What to do — Pick each line that has "down" out of the records.

Stored items —
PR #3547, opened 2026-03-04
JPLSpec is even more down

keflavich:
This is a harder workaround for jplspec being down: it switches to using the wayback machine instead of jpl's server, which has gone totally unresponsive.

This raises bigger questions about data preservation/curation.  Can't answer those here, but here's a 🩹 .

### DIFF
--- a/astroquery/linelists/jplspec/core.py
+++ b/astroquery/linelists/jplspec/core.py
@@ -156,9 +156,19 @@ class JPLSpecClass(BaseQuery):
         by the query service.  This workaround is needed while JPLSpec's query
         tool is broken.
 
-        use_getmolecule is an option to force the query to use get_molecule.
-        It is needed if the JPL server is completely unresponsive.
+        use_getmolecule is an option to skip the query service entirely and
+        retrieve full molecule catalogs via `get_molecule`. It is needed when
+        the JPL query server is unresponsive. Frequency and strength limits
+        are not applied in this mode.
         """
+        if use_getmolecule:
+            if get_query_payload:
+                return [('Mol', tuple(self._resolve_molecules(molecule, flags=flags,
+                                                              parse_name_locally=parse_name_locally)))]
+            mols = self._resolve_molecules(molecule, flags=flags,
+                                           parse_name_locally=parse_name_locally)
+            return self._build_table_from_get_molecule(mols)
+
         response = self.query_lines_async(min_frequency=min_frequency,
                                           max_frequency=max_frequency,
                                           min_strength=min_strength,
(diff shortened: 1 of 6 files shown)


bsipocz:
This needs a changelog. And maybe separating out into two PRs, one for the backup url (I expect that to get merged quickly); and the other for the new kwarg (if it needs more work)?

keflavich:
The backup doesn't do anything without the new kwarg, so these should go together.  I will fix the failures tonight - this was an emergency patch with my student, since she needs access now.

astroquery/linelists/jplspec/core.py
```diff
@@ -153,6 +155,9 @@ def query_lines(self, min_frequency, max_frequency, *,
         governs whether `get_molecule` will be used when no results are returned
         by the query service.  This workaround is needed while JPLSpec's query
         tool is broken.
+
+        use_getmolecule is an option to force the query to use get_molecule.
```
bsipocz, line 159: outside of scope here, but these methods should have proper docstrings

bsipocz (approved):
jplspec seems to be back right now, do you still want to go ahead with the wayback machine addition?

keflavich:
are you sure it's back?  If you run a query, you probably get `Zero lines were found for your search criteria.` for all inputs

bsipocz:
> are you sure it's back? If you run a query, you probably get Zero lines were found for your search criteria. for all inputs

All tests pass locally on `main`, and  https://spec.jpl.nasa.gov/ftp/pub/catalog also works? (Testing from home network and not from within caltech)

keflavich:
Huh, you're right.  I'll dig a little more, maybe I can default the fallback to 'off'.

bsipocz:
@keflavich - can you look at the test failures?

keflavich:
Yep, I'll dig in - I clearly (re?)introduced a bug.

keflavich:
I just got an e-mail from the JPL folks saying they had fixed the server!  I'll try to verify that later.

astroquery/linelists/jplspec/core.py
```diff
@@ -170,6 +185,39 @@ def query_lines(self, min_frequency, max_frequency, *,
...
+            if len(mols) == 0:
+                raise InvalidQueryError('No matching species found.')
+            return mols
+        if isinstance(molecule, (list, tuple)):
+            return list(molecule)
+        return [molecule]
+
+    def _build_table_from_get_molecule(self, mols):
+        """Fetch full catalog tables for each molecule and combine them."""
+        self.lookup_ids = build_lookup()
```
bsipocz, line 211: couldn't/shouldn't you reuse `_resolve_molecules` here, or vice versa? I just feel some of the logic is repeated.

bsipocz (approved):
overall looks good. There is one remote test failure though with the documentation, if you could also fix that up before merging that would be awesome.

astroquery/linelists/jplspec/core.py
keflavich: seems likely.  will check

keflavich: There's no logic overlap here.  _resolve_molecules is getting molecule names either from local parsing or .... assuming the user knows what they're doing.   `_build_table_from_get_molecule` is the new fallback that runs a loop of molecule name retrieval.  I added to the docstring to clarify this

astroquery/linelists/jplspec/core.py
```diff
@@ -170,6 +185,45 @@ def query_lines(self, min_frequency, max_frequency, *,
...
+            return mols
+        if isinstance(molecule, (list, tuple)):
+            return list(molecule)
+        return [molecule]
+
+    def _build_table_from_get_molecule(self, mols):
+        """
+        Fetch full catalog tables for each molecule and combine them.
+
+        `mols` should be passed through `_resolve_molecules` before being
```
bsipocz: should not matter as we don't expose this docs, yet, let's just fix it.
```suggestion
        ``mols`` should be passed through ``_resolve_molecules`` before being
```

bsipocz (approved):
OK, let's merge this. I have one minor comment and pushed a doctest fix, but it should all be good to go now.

Solution to this task —
JPLSpec is even more down
This is a harder workaround for jplspec being down: it switches to using the wayback machine instead of jpl's server, which has gone totally unresponsive.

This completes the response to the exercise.